**WHAT THIS TASK INVOLVES:** Pick out each line of the records that includes the string "input", and copy it.

(Records from a data collection)
[Start of section]
PR #9540, opened 2024-07-18
private/pedro/private/pedro/status bar padding n search

pedropintosilva:
- **Status bar: Search input field should match the set height**
- **Status bar: Make the bar slimmer**
- **Status bar: Search input field add missing font-size**

### DIFF
--- a/browser/css/cool.css
+++ b/browser/css/cool.css
@@ -398,6 +398,7 @@ nav.spreadsheet-color-indicator ~ #sidebar-dock-wrapper {
 }
 
 #search-input {
+	font-size: var(--default-font-size);
 	box-sizing: border-box;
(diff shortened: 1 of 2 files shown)


Darshan-upadhyay1110 (approved):
Looks good! Thanks, Pedro :)

Darshan-upadhyay1110:
@pedropintosilva i guess we need to adjust `sheet_switch_spec.js` test case. As we made the bar slimmer so now we also need to change bound values for `assertScrollbarPosition`.

https://github.com/CollaboraOnline/online/blob/master/cypress_test/integration_tests/desktop/calc/sheet_switch_spec.js#L24

image

So now we have to increase `upperBound` to maybe 335 currently it is 330.

PR #9545, opened 2024-07-18

plubius:
The iOS app (and presumably the Android app) do not have jails. Instead, they read and write files directly from the user's local file system.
[End of section]
**RESPONSE AREA:**
- **Status bar: Search input field should match the set height**
- **Status bar: Search input field add missing font-size**
 #search-input {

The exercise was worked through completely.